Thu Aug 14, 2014 9:46 pm
It seems pretty obvious to me that particles have a surface potential, well allthough they may not have a surface in the same way we think of a macroscopic surface, there is nevertheless a radius at which the surface potential is well defined.
As we know the potential energy or mass-energy of protons and electrons it is easy to define this surface potential.
The electron has a mass-energy of 511 keV that's kilo electron volts, and since we are talking about 1 electron, it should simply be a matter of deviding the energy by 1 electron ie..
511 kilo electron volts
----------------------------- = 511 kilo volt surface potential
In the same way we can say that the surface potential of a proton is 938 million volts. This enormous potential is due to the fact that these particles want to combine and annihilate, which they can only do if and when they are at the same potential.

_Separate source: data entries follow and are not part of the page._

PR #1660, opened 2026-03-16
Fix MonitoredOffline notifications using wrong config

### LINKED ISSUE #1659: MonitoredOffline notifications use monitored_online config instead of monitored_offline
I was reading through the notification handling code and noticed that the `Notification::MonitoredOffline` arm in `src/notification.rs` references `config.monitored_online` instead of `config.monitored_offline` in two places:

1. The `self.execute()` call passes `&config.monitored_online` — so the toast, sound, delay, and include/exclude filters all come from the *online* config
2. The `request_attention` return value also reads from `config.monitored_online.request_attention`

This means if a user configures `[notifications.monitored_offline]` differently from `[notifications.monitored_online]` (e.g. different sound, or `show_toast = true` only for offline), the offline-specific settings are silently ignored and the online settings are used instead.

Looks like a copy-paste oversight from when `MonitoredOffline` was added alongside `MonitoredOnline`. The fix is straightforward — just changing the two references from `config.monitored_online` to `config.monitored_offline` in the `MonitoredOffline` match arm.

mango766:
## Summary

Fixes #1659

The `Notification::MonitoredOffline` handler in `src/notification.rs` was using `config.monitored_online` instead of `config.monitored_offline` in two places:

- `self.execute(&config.monitored_online, ...)` — controls toast, sound, delay, and include/exclude behavior
- `config.monitored_online.request_attention` — controls whether the window requests user attention

This is a copy-paste issue from the `MonitoredOnline` arm directly above it. The result is that any user-configured `[notifications.monitored_offline]` settings (different sound, toast preference, etc.) are silently ignored in favor of the online config.

## Changes

- Changed both `config.monitored_online` references in the `MonitoredOffline` match arm to `config.monitored_offline`

## Test plan

- Verified the two-line diff only touches the `MonitoredOffline` arm and does not affect any other notification path
- Confirmed that `config::Notifications` already has a `monitored_offline` field (used nowhere else in the notify function, further confirming it was simply missed)

### DIFF
--- a/CHANGELOG.md
+++ b/CHANGELOG.md
@@ -25,8 +25,8 @@ Fixed:
 
 Thanks:
 
-- Contributions: @KaiKorla, @englut
-- Bug reports: chmod222, @whitequark, @englut, sebbu, @ascarion, @4e554c4c, @BKVad1m
+- Contributions: @KaiKorla, @englut, @mango766
+- Bug reports: chmod222, @whitequark, @englut, sebbu, @ascarion, @4e554c4c, @BKVad1m, @mango766
 - Feature requests: @gAlleb, @jtbx, @cyrneko, @englut
 
 # 2026.4 (2026-03-03)
--- a/src/notification.rs
+++ b/src/notification.rs
@@ -145,7 +145,7 @@ impl Notifications {
             }
             Notification::MonitoredOffline(targets) => {
                 self.execute(
-                    &config.monitored_online,
+                    &config.monitored_offline,
                     notification,
                     if targets.len() == 1 {
                         "Monitored user is offline"
@@ -157,7 +157,7 @@ impl Notifications {
                     None,
                 );
 
-                config.monitored_online.request_attention
+                config.monitored_offline.request_attention
             }
             Notification::FileTransferRequest {
                 nick,


andymandias (approved):
Looks good to me.  Thank you!

SwirlyStone5877:
Hey! I realise that this was three months ago, but I'm not sure whether any maintainers noticed this. Commit https://github.com/squidowl/halloy/commit/826dc9d5b8a513900f193bdb3ad57abc96f2adcc which appears to be from this PR contains `Co-Authored-By: Claude (claude-opus-4-6) <noreply@anthropic.com>` which goes against the AI policy as listed on the website (https://halloy.chat/contributing#ai).

andymandias:
> Hey! I realise that this was three months ago, but I'm not sure whether any maintainers noticed this. Commit https://github.com/squidowl/halloy/commit/826dc9d5b8a513900f193bdb3ad57abc96f2adcc which appears to be from this PR contains `Co-Authored-By: Claude (claude-opus-4-6) <noreply@anthropic.com>` which goes against the AI policy as listed on the website (https://halloy.chat/contributing#ai).

While it was not noticed by me at the time, we had not set an AI policy when it was submitted.  So there wasn't any guidance on the matter available for contributors then.  There has been some discussion in #1814 on the incongruity.

SwirlyStone5877:
Ah, noted. Apologies!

Strange as it might sound, the relative surface potential of the electron and the proton is a function of the observers potential, and this intricate relationship between loose protons, electrons and matter at different potentials, is what creates the fascinating interactive world we live in.
It's almost like downhill skiing, one takes the skilift right up to the top of the mountain (proton is created with 938 MeV) then we get to ride the hill back down, and by borrowing energy and changing our own potential, we can actually choose the way back down, giving us a limited amount of free will. Choose to go for the suicidal straigh down, or traverse the hill and make your energy stretch further, the choice is yours.
Potential is your friend, conserve it and use it wisely...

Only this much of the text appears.